I believe the link says it all, but in case it doesn’t…
What the fuck makes manufacturers think we want a car that gets emotional on us? It was bad enough when cars started saying shit like “the Door is ajar, the door is ajar…the door is ajar…”, and that was annoying enough to make me want to pull the fucking voice box out if the damned thing.
Now if I ever see one of these things parked anywhere on the street, I think I’ll buy a pie, launch the pie at it, and say “What fucking emotion would you like to express NOW?”
Ugh…and it’s called “The Pod”? That’s another rant all on it’s own…
One of those Pikachu beetles was offered as a sweepstakes prize on cereal boxes recently. Here’s a more detailed description of the Pod’s features, if you even want to know.
Honestly, anyone who needs their car to sense or display emotions must have some serious problems:)
It’s a concept car, not an actual production model. Concept cars are like those weird outfits you see in the fashion shows. Nobody wears them, and nobody’s gonna buy this car either.
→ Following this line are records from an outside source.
PR #463, opened 2025-03-20
ci(pypi): split the PyPI release process

mfocko:
Related to packit/private#32

### DIFF
--- a/.github/workflows/pypi-publish.yml
+++ b/.github/workflows/pypi-publish.yml
@@ -18,14 +18,10 @@ jobs:
     steps:
       - uses: actions/checkout@v4
         with:
+          fetch-tags: true
           persist-credentials: false
 
       - uses: actions/setup-python@v5
-
-      - name: Get history and tags for SCM versioning to work
-        run: |
-          git fetch --prune --unshallow
-          git fetch --depth=1 origin +refs/tags/*:refs/tags/*
 
       - name: Build a source tarball and a binary wheel
         # https://pypa-build.readthedocs.io
--- a/.github/workflows/pypi-publish.yml
+++ b/.github/workflows/pypi-publish.yml
@@ -5,23 +5,57 @@ name: Publish Python 🐍 distributions 📦 to PyPI
 
 on:
   release:
+    # • `released` reacts to stable releases
+    # • `prereleased` reacts to pre-releases
+    # • `published` reacts to both
     types: [published]
 
 jobs:
-  build-n-publish:
+  build:
+    name: Build distribution 📦
     runs-on: ubuntu-latest
-    permissions:
-      id-token: write # for trusted publishing
 
     steps:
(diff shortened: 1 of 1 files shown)


.github/workflows/pypi-publish.yml
```diff
@@ -5,26 +5,57 @@ name: Publish Python 🐍 distributions 📦 to PyPI
 
 on:
   release:
-    types: [published]
+    types: [released]
```
mfocko, line 8: What's the difference here? :eyes:

nforro: That's for prereleases: https://github.com/packit/specfile/commit/babf6b0c41459b5a4c3d56eabec631c0693665c6

.github/workflows/pypi-publish.yml
```diff
@@ -5,24 +5,58 @@ name: Publish Python 🐍 distributions 📦 to PyPI
...
+      - uses: actions/checkout@v4
+        with:
+          persist-credentials: false
+
+      - uses: actions/setup-python@v5
+
+      - name: Get history and tags for SCM versioning to work
+        run: |
+          git fetch --prune --unshallow
+          git fetch --depth=1 origin +refs/tags/*:refs/tags/*
```
nforro, line 28: How come it worked until now without this?

nforro (approved):

.github/workflows/pypi-publish.yml
mfocko: have no clue, maybe it was a change in the way github action checkouts the source? I could have a look how we got to this point, but I also think that we started without this and it got added at some point

gotmax23, line 28: Why not pass `fetch-depth` to the checkout action?

mfocko: https://github.com/packit/packit/commit/bf36c82d7fb511b3a8c573ff3278c350317edfa7

mfocko: weren't the scm tools dropped since then? :eyes: if it's related to setuptools_scm

mfocko: I was actually checking the options they have, but I was not able to combine it with the first `fetch --prune --unshallow`

gotmax23: What's the purpose of that command? If you simply want to do a full clone so that setuptools_scm works properly, you can set fetch-depth to 0. Or is there something else here?

gotmax23: setuptools_scm is still around (https://github.com/packit/specfile/blob/875f03eda8abb51e7211bd1de5c11bdb038cf03d/setup.py#L15, https://github.com/packit/specfile/blob/875f03eda8abb51e7211bd1de5c11bdb038cf03d/pyproject.toml#L9).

We had a bit of a discussion of this over in MPSIMS a few days ago, though I do think this forum is better suited for the language this abomination tends to provoke.
When I saw the thread title, I thought my friend Jeff had finally gotten his idea off the ground.
At the age of 12 loved his mom’s black car but hated how hot it got inside in the summertime. His idea was to use Mood Ring Technology to create a car finish that was black in cooler weather, but turned white when it got above a certain temperature.
Actually, it would be pretty fun to hack into the software for those things, make 'em horny as hell, and then sit back and watch 'em as they tried to go hump every Volkswagen Cabriolet in town.
Now, I admit that the Japanese have come up with some crazy automotive stuff in their day, but this takes the cake. If I ever see one on the road I’ll have to work hard to keep from running it down with my '66 Fleetwood.
Kind of makes me think of the toilet in the episode of the Simpsons where the family goes to Japan; “Thank you! I am honored to accept your waste.”
Once again, the best scientific minds of the Land of the Rising Sun have harnessed their prodigious brainpower to answer a question no one asked.